*Information shown*
==================================================

PR #1455, opened 2024-09-16
Refactor step function code by flipping if-condition

lym953:
### What
Refactors some code by changing:
```
if (<condition>) {
  // do a lot of things
}
return false;
```
to
```
if (!<condition>) {
  return false;
}
// do a lot of things
```

## Why
Make code more readable in that:
- the "if" block is shorter so the reader won't need to take time to find where the `}` is
- it's more clear that we don't cover the case when `<condition>` is false

## Testing
This is a simple change, so just `npm test`

### Review checklist


avedmala (approved):
LGTM 🚢 

definitely makes it a lot more readable!

PR #1456, opened 2024-09-16
fix: print a better message if Step Function context injection is already set up

lym953:
### Problem
https://github.com/DataDog/datadog-ci/pull/1443 and https://github.com/DataDog/datadog-ci/pull/1447 introduce a bug that when context injection is already set up for a Lambda or a Step Function in a Step Function, a warning will be printed, saying context injection won't work, which is wrong:
image
image

### What
If context injection is already set up, i.e.
- a Lambda has `"Payload.$": "States.JsonMerge($$, $, false)"`
- a Step Function has `"CONTEXT.$": "States.JsonMerge($$, $, false)"`

then print a better error message:
> Context injection is already set up. Skipping context injection.

### Testing
Run `datadog-ci stepfunctions instrument` command twice. The second time, these messages were printed:
image

### Review checklist

### DIFF
--- a/src/commands/stepfunctions/helpers.ts
+++ b/src/commands/stepfunctions/helpers.ts
@@ -150,6 +150,13 @@ check out https://docs.datadoghq.com/serverless/step_functions/troubleshooting/\
     return true
   }
 
+  // context injection is already set up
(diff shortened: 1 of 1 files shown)


avedmala (approved):
LGTM 🚢 

much better user experience!

PR #1457, opened 2024-09-16
Refactor xfn Lambda injection code my merging two functions

lym953:
### What
Currently the `injectContextForLambdaFunctions()` function roughly looks like this:
```
const injectContextForLambdaFunctions = (...): boolean => {
  if (shouldUpdateStepForTracesMerging()) {
    addTraceContextToLambdaParameters()
    return true
  }
  return false
}
```
It calls `shouldUpdateStepForTracesMerging()`.

This PR merges the two functions by moving the code of `shouldUpdateStepForTracesMerging()` into `injectContextForLambdaFunctions()`.

# Why?
We will soon have different instrumentation strategies depending on the existing state of Lambda definition, so `shouldUpdateStepForTracesMerging()` which has a boolean return value will no longer work.

Design doc: [Fixing Step Function Instrumentation](https://docs.google.com/document/d/18YpNVN6reCjA-dq6U1Tfs2MyLxcVnjO_N8Uy9Gm_BGM/edit#bookmark=id.pczh1xpu3h9y)

### Testing

Passed the touched automated tests

### Review checklist

### DIFF
--- a/src/commands/stepfunctions/helpers.ts
+++ b/src/commands/stepfunctions/helpers.ts
@@ -110,10 +110,8 @@ export const injectContextIntoTasks = async (
   }
 }
 
-export const addTraceContextToLambdaParameters = ({Parameters}: StepType): void => {
-  if (Parameters) {
-    Parameters[`Payload.$`] = 'States.JsonMerge($$, $, false)'
-  }
+export const addTraceContextToLambdaParameters = (Parameters: ParametersType): void => {
+  Parameters[`Payload.$`] = 'States.JsonMerge($$, $, false)'
 }
 
 export const addTraceContextToStepFunctionParameters = ({Parameters}: StepType): void => {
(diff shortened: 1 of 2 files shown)


src/commands/stepfunctions/helpers.ts
```diff
@@ -252,19 +209,58 @@ export type ParametersType = {
...
+      .write(`[Warn] Step ${stepName} does not have a Parameters field. Step Functions Context Object injection \
+skipped. Your Step Functions trace will not be merged with downstream Lambda traces. To manually merge these traces, \
+check out https://docs.datadoghq.com/serverless/step_functions/troubleshooting/\n`)
+
+    return false
+  }
+
+  // payload field not set
+  if (!step.Parameters.hasOwnProperty('Payload.$') && !step.Parameters.hasOwnProperty('Payload')) {
+    addTraceContextToLambdaParameters(step.Parameters)
```
lym953, line 239: Adding `addTraceContextToLambdaParameters()` before every `return true`

PR #1460, opened 2024-09-16
Inject context for xfn->Lambda when no Payload exists (case 1)

lym953:
### What and why?

In Step Machine definition, if a Lambda function doesn't have `Payload` field, right now we are injecting context using
```
"Payload.$": "States.JsonMerge($$, $, false)"
```

This PR changes it to:
```
"Payload.$": "$$['Execution', 'State']"
```
which passes less information.

This is case #1 in this design doc: [Fixing Step Function Instrumentation](https://docs.google.com/document/d/18YpNVN6reCjA-dq6U1Tfs2MyLxcVnjO_N8Uy9Gm_BGM/edit)

#### Automated testing
Pass the touched tests

##### Steps
1. Make the Lambda Execution step have no `Payload` field
2. Build the package: `yarn prepack`
3. Instrument the Step Function using `./dist/cli.js stepfunctions instrument`
4. Execute the State Machine

##### Result
1. `"Payload.$": "$$['Execution', 'State']"` was added to Lambda definition
2. TODO: question to reviewers: What product should we check to ensure context injection works this way?

### Review checklist

### DIFF
--- a/src/commands/stepfunctions/__tests__/helpers.test.ts
+++ b/src/commands/stepfunctions/__tests__/helpers.test.ts
@@ -53,7 +53,7 @@ describe('stepfunctions command helpers tests', () => {
         End: true,
       }
       expect(injectContextForLambdaFunctions(step, context, 'Lambda Invoke')).toBeTruthy()
-      expect(step.Parameters?.['Payload.$']).toEqual('States.JsonMerge($$, $, false)')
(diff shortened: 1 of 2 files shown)


avedmala (approved):
<strike>
LGTM 🚢
</strike>

avedmala (changes requested):
I think we should hold off on removing `StateMachine` from the schema for now

avedmala (approved):
thanks for updating!

PR #1462, opened 2024-09-18
Handle sfn->Lambda context injection when Payload is used without $ (case 2)

lym953:
### What and why?

This PR handles Step Function context injection into Lambda when `Payload` (not `Payload.$`) is used in the Lambda execution step.

This is case # 2 in this design doc: [Fixing Step Function Instrumentation](https://docs.google.com/document/d/18YpNVN6reCjA-dq6U1Tfs2MyLxcVnjO_N8Uy9Gm_BGM/edit)

Sub-cases:

#### Case 2.1: Already instrumented
```
    "Lambda Invoke": {
      "Parameters": {
        "Payload": {
          "Execution.$": "$$.Execution",
          "State.$": "$$.State"
        },
      },
    },
```
Then just print a message.

#### Case 2.2: Already has Execution or State field
If the payload already has any of `Execution.$`, `Execution`, `State.$` or `State`, e.g.
```
    "Lambda Invoke": {
      "Parameters": {
        "Payload": {
          "State": {
            "Name": 'Lambda Invoke'
          }
        },
      },
    },
```
and it's not case 2.1, then print a warning and skip context injection

#### Case 2.3: no Execution or State field
i.e. it's not Case 2.1 or 2.2, e.g.
```
    "Lambda Invoke": {
      "Parameters": {
        "Payload": {
          "CustomerId": 42
        },
      },
    },
```
then just add the two fields:
```
    "Lambda Invoke": {
      "Parameters": {
        "Payload": {
          "CustomerId": 42,
          "Execution.$": "$$.Execution",
          "State.$": "$$.State"
        },
      },
    },
```
### Testing

Passed the added tests

### Review checklist

### DIFF
--- a/src/commands/stepfunctions/helpers.ts
+++ b/src/commands/stepfunctions/helpers.ts
@@ -193,9 +193,18 @@ export type StepType = {
   End?: boolean
 }
 
+export type PayloadObject = {
+  'Execution.$'?: any
+  Execution?: any
+  'State.$'?: any
+  State?: any
+  'StateMachine.$'?: any
+  StateMachine?: any
+}
+
 export type ParametersType = {
   'Payload.$'?: string
-  Payload?: string
+  Payload?: string | PayloadObject
   FunctionName?: string
   StateMachineArn?: string
   TableName?: string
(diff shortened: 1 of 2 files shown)


src/commands/stepfunctions/helpers.ts
```diff
@@ -237,13 +246,43 @@ check out https://docs.datadoghq.com/serverless/step_functions/troubleshooting/\
...
+      context.stdout
+        .write(`[Warn] Step ${stepName}'s Payload field is not a JSON object. Step Functions Context Object \
 injection skipped. Your Step Functions trace will not be merged with downstream Lambda traces. To manually \
 merge these traces, check out https://docs.datadoghq.com/serverless/step_functions/troubleshooting/\n`)
 
-    return false
+      return false
+    } else {
+      const payload = step.Parameters.Payload
+      if (payload['Execution.$'] === '$$.Execution' && payload['State.$'] === '$$.State') {
```
avedmala, line 260: Can we also check for `StateMachine` in this statement as the current layers require it to be set

avedmala (approved):
One minor change but LGTM otherwise, thank you!!

src/commands/stepfunctions/helpers.ts
lym953: Good catch!

PR #1463, opened 2024-09-18
Update documentation for xfn->Lambda context injection

lym953:
### What and why?

Updates documentation to clarify:
- different cases and their expected behavior
- which case each code section is addressing
- which case each test is addressing

### Review checklist


avedmala (approved):
nit: we don't mention `StateMachine` in some areas like Case 2.1 and 2.3

LGTM otherwise, thank you!

PR #1467, opened 2024-09-23
Refactor sfn->sfn context injection code by merging two functions (2)

lym953:
### What
Merge `addTraceContextToStepFunctionParameters()` into its callsites, and removing the extra `if` checks.

### Why
Depending on the original state `Input`, we will have different instrumentation strategies, so a single `addTraceContextToStepFunctionParameters()` will no longer work.

### Testing
Run `npm test` to pass existing tests

### Review checklist


avedmala (approved):
🚢

PR #1468, opened 2024-09-23
Support sfn->sfn context injection case 3

lym953:
### What and why?
Skip the context injection in Step Function execution step if the `CONTEXT` field exists and it's not an object.

This is case # 2 in this design doc: [Fixing Step Function Instrumentation](https://docs.google.com/document/d/18YpNVN6reCjA-dq6U1Tfs2MyLxcVnjO_N8Uy9Gm_BGM/edit)

### Review checklist


avedmala (approved):
lgtm 🚢 

also just to clarify this is addressing case 3 right?

PR #2357, opened 2026-06-15
[SVLS-9186] add Windows Function App support to aas instrument

ava-silver:
### What and why?

`aas instrument` treated every site like a Web App, so Function Apps fell through the platform checks and got the wrong handling. This adds first-class Function App support:

- **Windows .NET Function Apps** install the same site extension as Windows Web Apps. On a deployment slot there's a wrinkle from [datadog-aas-extension#457](https://github.com/DataDog/datadog-aas-extension/pull/457): the Functions runtime holds file locks on the `SiteExtensions` directory, so Kudu's `MoveDirectory` step fails intermittently during the install. Setting `WEBSITE_PRIVATE_EXTENSIONS=0` makes the runtime release those locks. It is committed *before* the install and registered as a sticky slot setting so it doesn't follow a swap into production.
- **Windows Function Apps on Node or Java** aren't supported via the extension -- the command exits with an error pointing to the [Azure Functions docs](https://docs.datadoghq.com/serverless/azure_functions).
- **Windows Function Apps on a Consumption / Flex Consumption plan** aren't supported -- the [extension requires a Dedicated (App Service) or Premium plan](https://docs.datadoghq.com/serverless/azure_functions/dotnet_extension/), so the command exits with the same redirect rather than installing an extension that will never produce telemetry.
- **Linux Function Apps** aren't supported -- the command exits with the same redirect instead of silently falling through to the sidecar path.

Web App behavior is unchanged. Builds on the sticky-slot helpers from the parent PR.

### How?

- `common.ts`:
  - Adds `isFunctionApp`, `isWindowsFunctionApp`, `isConsumptionPlan`, the `WEBSITE_PRIVATE_EXTENSIONS` constant, and `AZURE_FUNCTIONS_DOCS_URL`.
  - `isConsumptionPlan` reads `site.sku` (the plan tier name, e.g. `Dynamic` for Consumption, `FlexConsumption` for Flex Consumption) off the site object the command already fetches -- no extra API call.
  - `getEnvVars(config, site, webApp)` derives containerization from the site and injects `WEBSITE_PRIVATE_EXTENSIONS=0` for Windows Function App slots, so the lock-release setting is part of the settings written before the install.
  - Generalizes the parent PR's `registerStickySlotSettings` into `mutateStickySlotSettings(..., mode: 'add' | 'remove', ...)`, so the same single-read-modify-write path both registers settings (instrument) and unregisters them (uninstrument).
  - Moves the shared `ProcessResult` type and a `stickySlotSettings` helper here so both commands use them.
- `instrument.ts`:
  - Rejects Linux Function Apps before the Windows branch. Inside the Windows Function App branch, rejects Consumption/Flex Consumption plans and non-.NET runtimes with the redirect.
  - `instrumentExtension`/`instrumentSidecar` take the resolved `site` and write app settings **before** the extension install (previously the write was dispatched and only awaited afterward). This gives the lock-release setting the ordering it needs.
  - On a .NET Function App slot, pins `WEBSITE_PRIVATE_EXTENSIONS` sticky alongside `DD_ENV`.
- `uninstrument.ts`:
  - Returns `ProcessResult` and, on a Windows Function App slot, removes the `WEBSITE_PRIVATE_EXTENSIONS` app setting and unregisters it sticky (`mutateStickySlotSettings` in `remove` mode, aggregated once per site). `DD_ENV` is intentionally left sticky.

### Testing

Validated end-to-end against a live Windows .NET (isolated) Function App on a Dedicated (App Service) plan: deployed an HTTP-triggered function, ran `aas instrument --windows-runtime dotnet`, drove traffic, and confirmed traces in Datadog.

While doing this I also confirmed the plan requirement empirically: on a **Consumption** plan the extension installs but never injects the profiler (`CORECLR_*` env vars are absent from the worker), so no traces flow -- which is why the command now rejects Consumption/Flex Consumption up front. On the Dedicated plan, traces flowed with `WEBSITE_USE_PLACEHOLDER_DOTNETISOLATED` left at its default, so no extra placeholder configuration is needed.

### Review checklist

### DIFF
--- a/packages/plugin-aas/src/common.ts
+++ b/packages/plugin-aas/src/common.ts
@@ -1,5 +1,5 @@
 import type {Site, SlotConfigNamesResource, WebSiteManagementClient} from '@azure/arm-appservice'
-import type {AasConfigOptions, WindowsRuntime} from '@datadog/datadog-ci-base/commands/aas/common'
+import type {AasConfigOptions, WebApp, WindowsRuntime} from '@datadog/datadog-ci-base/commands/aas/common'
 
 import {getBaseEnvVars} from '@datadog/datadog-ci-base/helpers/serverless/common'
 import chalk from 'chalk'
@@ -34,6 +34,10 @@ export const AAS_DD_SETTING_NAMES = [
   'WEBSITES_ENABLE_APP_SERVICE_STORAGE',
 ] as const
 
+// Disabling private site extensions releases the Functions runtime's locks on the SiteExtensions
+// directory before the extension install (datadog-aas-extension#457).
+export const WEBSITE_PRIVATE_EXTENSIONS = 'WEBSITE_PRIVATE_EXTENSIONS'
+
 /**
  * Detects the runtime of a Windows-based Web App
  * @param site The web app or slot
@@ -57,12 +61,17 @@ export const getWindowsRuntime = (site: Site, envVars: Record<string, string>): 
   return undefined
 }
 
-export const getEnvVars = (config: AasConfigOptions, isContainer: boolean): Record<string, string> => {
+export const getEnvVars = (config: AasConfigOptions, site: Site, webApp: WebApp): Record<string, string> => {
+  const isContainer = isLinuxContainer(site)
+  // Function App slots need private extensions disabled before the extension install.
+  const includePrivateExtensions = isWindowsFunctionApp(site) && !!webApp.slot
+
   // Get base environment variables
   let envVars = getBaseEnvVars(config)
   envVars = {
     WEBSITES_ENABLE_APP_SERVICE_STORAGE: 'true',
     DD_AAS_INSTANCE_LOGGING_ENABLED: (config.isInstanceLoggingEnabled ?? false).toString(),
+    ...(includePrivateExtensions ? {[WEBSITE_PRIVATE_EXTENSIONS]: '0'} : {}),
     ...envVars,
   }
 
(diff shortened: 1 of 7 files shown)


ava-silver:
* **#2357** <a href="https://app.graphite.com/github/pr/DataDog/datadog-ci/2357?utm_source=stack-comment-icon" target="_blank">Graphite</a> 👈 <a href="https://app.graphite.com/github/pr/DataDog/datadog-ci/2357?utm_source=stack-comment-view-in-graphite" target="_blank">(View in Graphite)</a>
* **#2340** <a href="https://app.graphite.com/github/pr/DataDog/datadog-ci/2340?utm_source=stack-comment-icon" target="_blank">Graphite</a>
* `master`


<h2></h2>

packages/plugin-aas/src/common.ts
```diff
@@ -82,6 +91,12 @@ export const getEnvVars = (config: AasConfigOptions, isContainer: boolean): Reco
   return envVars
 }
 
+export const AZURE_FUNCTIONS_DOCS_URL = 'https://docs.datadoghq.com/serverless/azure_functions'
```
Lewis-E, line 94: Do you want `https://docs.datadoghq.com/serverless/azure_functions` for this url, or `https://docs.datadoghq.com/serverless/azure_functions/dotnet_extension`? The second page is specific to the extension installation, while the first (current value of AZURE_FUNCTIONS_DOCS_URL) is mostly about the compat layer.

ava-silver: good catch, for some of the warnings we do want it, but not for all. i'll differentiate the two

Lewis-E (approved):

Drarig29 (approved):

nina9753 (approved):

==================================================

*Instructions for the task*
Collect the lines of the data that carry the word "isWindowsFunctionApp".

*Answer box*
  - Adds `isFunctionApp`, `isWindowsFunctionApp`, `isConsumptionPlan`, the `WEBSITE_PRIVATE_EXTENSIONS` constant, and `AZURE_FUNCTIONS_DOCS_URL`.
+  const includePrivateExtensions = isWindowsFunctionApp(site) && !!webApp.slot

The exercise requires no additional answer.